Miami is scrambling for answers, trying to get by with third-string QB Tyler Huntley and aching for Tagovailoa to return from his concussion soon. That Huntley is likely not the answer, obvious to state. But because that is so, any win, against anybody, is a good one.

“The kind of game our team needed in terms of winning where everything wasn’t great, and leaning into what we’ve learned to be the strength of our team, which is the defense,” said coach Mike McDaniel. “For 24 days since the Buffalo game ... losing streaks are real. They’re not fun. And for our team to find a way to overcome a lot of sloppiness and still find a way, it feels great. You want to see your team take steps foward, and I thought we did today. The plan was to go toe to toe and win any way you need to.”

McDaniel praised Huntley’s advancement since last week and reiterated, “We needed to find a way to win a football game with adversity r in our face.”

New England led 10-3 early in the third quarter Sunday, and it felt like the Fins were finished.

But a pair of field goals drew Miami within 10-9, and fullback Alec Ingold’s 3-yard scoring run with 4:24 left (a two-point try failed) made the final score.

The second half for Miami could only be better (right?) because the first half was a gross embarrassment in which the Dolphins looked like a preseason team in early August. Miraculously, they only trailed 7-3. The miracle? New England was about as bad.

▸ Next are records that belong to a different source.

PR #13732, opened 2026-05-13
Added birthday validations and age messages

### LINKED ISSUE #11912: [User] Deter fake ages

### LINKED ISSUE #11958: [User] Disallow age < 13
Add validation on User when birthday changes

Make sure it doesn't break existing users

Acidicts:
## Summary of the problem
closes https://github.com/hackclub/hcb/issues/11958
closes https://github.com/hackclub/hcb/issues/11912

## Describe your changes
Added age validations and age message for:
- <13 : "Sorry, you must be 13 years old to sign up "

image


app/javascript/controllers/birthday_controller.js
```diff
@@ -0,0 +1,71 @@
...
+    const selects = this.element.querySelectorAll('select[name*="birthday"]')
+    let year, month, day
+
+    selects.forEach(select => {
+      const name = select.name
+      const value = select.value
+      if (name.includes('(1i)')) year = value
+      if (name.includes('(2i)')) month = value
+      if (name.includes('(3i)')) day = value
+    })
```
garyhtou: I believe the best practice is to use Stimulus targets. This will prevent you from needing to check the name before assigning year, month, and day.

app/javascript/controllers/birthday_controller.js
```diff
@@ -0,0 +1,71 @@
...
+
+    const element = document.getElementById('birthday_deterence')
```
garyhtou: Make this a stimulus target too.

app/javascript/controllers/birthday_controller.js
```diff
@@ -0,0 +1,71 @@
...
+    }
+
+    if (age < 13) {
+      element.textContent = `Sorry, you must be at least 13 years old to sign up.`
+      element.classList.add('warning')
+      document
+        .getElementById('user_submit')
+        ?.setAttribute('disabled', 'disabled')
+    } else if (age >= 13 && age <= 18) {
+      element.textContent = `You should join Hack Club`
```
garyhtou: We only want to show a message when absolutely necessary, so let's drop this case.

app/javascript/controllers/birthday_controller.js
```diff
@@ -0,0 +1,71 @@
...
+    } else if (125 > age && age > 100) {
+      element.textContent = `Nice to see you found us!`
+    } else if (age > 125) {
+      element.textContent = `Congrats!`
```
garyhtou: In the PR description, you mentioned it's not possible to set an age > 100, so let's drop these unnecessary cases.

app/models/user.rb
```diff
@@ -211,6 +211,8 @@ class User < ApplicationRecord
 
   validates :preferred_name, length: { maximum: 30 }
 
+  validate :age_in_range?, if: -> { birthday.present? && (new_record? || will_save_change_to_birthday?) }
```
garyhtou: The `birthday.present?` is unnecessary because you check that inside `age_in_range?`.

garyhtou: Is `new_record?` necessary?, or does the combination of `birthday.present?` and `will_save_change_to_birthday?` cover all the cases we need?

garyhtou (changes requested):

app/javascript/controllers/birthday_controller.js
```diff
@@ -0,0 +1,75 @@
...
+
+    if (age < 13) {
+      this.showMessage(
+        'Sorry, you must be at least 13 years old to sign up.',
+        true
+      )
+      this.disableSubmit()
+    } else {
+      this.clearMessage()
+      this.showMessage('Test')
```
manuthecoder: delete this

app/views/users/edit.html.erb
```diff
@@ -66,14 +66,19 @@
...
+              <div class="gap-2 onboarding" data-controller="birthday" style="display: flex; flex-direction: column;">
+                <span style="display: flex; gap: 0.5rem;">
+                <%= select_month @user.birthday,
+                                       { field_name: :birthday, prefix: @user.model_name.param_key, prompt: @user.birthday.nil? },
+                                       { required: true, data: { birthday_target: "month", action: "change->birthday#updateAge" } } %>
+                <%= select_day @user.birthday,
+                                       { field_name: :birthday, prefix: @user.model_name.param_key, prompt: @user.birthday.nil? },
+                                       { required: true, data: { birthday_target: "day", action: "change->birthday#updateAge" } } %>
+                <%= select_year @user.birthday,
+                                       { field_name: :birthday, prefix: @user.model_name.param_key, prompt: @user.birthday.nil?, start_year: Date.today.year, end_year: Date.today.year - 100 },
```
manuthecoder: All three birthday selects share the same name, so only the year is submitted

app/models/user.rb
```diff
@@ -211,6 +211,8 @@ class User < ApplicationRecord
 
   validates :preferred_name, length: { maximum: 30 }
 
+  validate :age_in_range?, if: :will_save_change_to_birthday?
```
manuthecoder:
```suggestion
  validate :age_in_range?, if: -> { new_record? || will_save_change_to_birthday? }
```

app/assets/stylesheets/components/_forms.scss
```diff
@@ -231,14 +231,33 @@ input[type='search']::-webkit-search-decoration {
...
+    box-sizing: border-box;
+  }
+
+  > input,
+  > select,
+  > textarea {
+    width: 100%;
+    min-width: 0;
   }
 }
```
manuthecoder, line 243: Editing `field_with_errors` affects other parts of HCB as well

app/models/user.rb
```diff
@@ -453,6 +455,16 @@ def age
     age_on(Date.current)
   end
 
+  def age_in_range?
+    return unless birthday.present?
+
+    if age.nil? || age < 13
```
manuthecoder: age.nil? is unreachable

app/javascript/controllers/birthday_controller.js
```diff
@@ -0,0 +1,75 @@
+import { Controller } from '@hotwired/stimulus'
+
+export default class extends Controller {
+  static targets = ['year', 'month', 'day', 'message']
+
+  connect() {
+    this.updateAge()
+    this.element.classList.add('birthday-inline')
```
manuthecoder: `birthday-inline` class is added but never defined

manuthecoder (changes requested):
Add some tests for this as well

app/javascript/controllers/birthday_controller.js
Acidicts: Removed code which used the non-existent class

app/models/user.rb
Acidicts: removed age.nil? from the if statement

app/assets/stylesheets/components/_forms.scss
Acidicts: Changed this to use current main branch's version

app/models/user.rb
Acidicts: Implemented

app/javascript/controllers/birthday_controller.js
Acidicts: Removed test case

app/models/user.rb
Acidicts: Removed

app/javascript/controllers/birthday_controller.js
Acidicts: Removed

app/javascript/controllers/birthday_controller.js
Acidicts: Also removed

The highlight? Fins scored first for the first time this season. Lowlights? Here are a few in sad chronology — accurately describing an injury-wracked team in the throes of a bad season:

Huntley throws a bad interception intended for Odell Beckham Jr., whose long-awaited debut carried negligible impact.

Defense gives up a 33-yard scoring run to Rhamondre Stevenson.

Jason Sanders misses a 41-yard field-goal attempt that goes boink off the left upright.

Miami, in one series, takes a 10-yard penalty, has illegal shift and illegal blindside block penalties both declined, then has a punt blocked. (Seriously.)

Dolphins snap the ball over Huntley’s head when the QB is not ready for it, play loses 23 yards and sees a potential field-goal try turn into a punt.

Miami makes a 46-yard field goal that is negated by a false start by lineman Austin Jackson. On the retry from 51 yards, a bad snap muff the attempt.

The TV guy at this point said, “Poorly executed across the board.” I think he meant that play. Could have meant the entire half for Miami.

The second-half rally was enough, but still the win was no work of art.

Rookie Jaylen Wright and the return of Raheem Mostert gave Miami a solid run game. The defense was good enough. But Miami was 2 for 11 on third-down conversions as Tagovailoa’s absence continued resonating loudly.

This is a Dolphins team and a coach in Mike McDaniel desperate to absorb the gut punch of Tagovailoa’s concussion and to survive despite it. To survive in a season of high hopes slipping away.

That made Sunday’s win — no matter how or against whom — impressive on its own merit.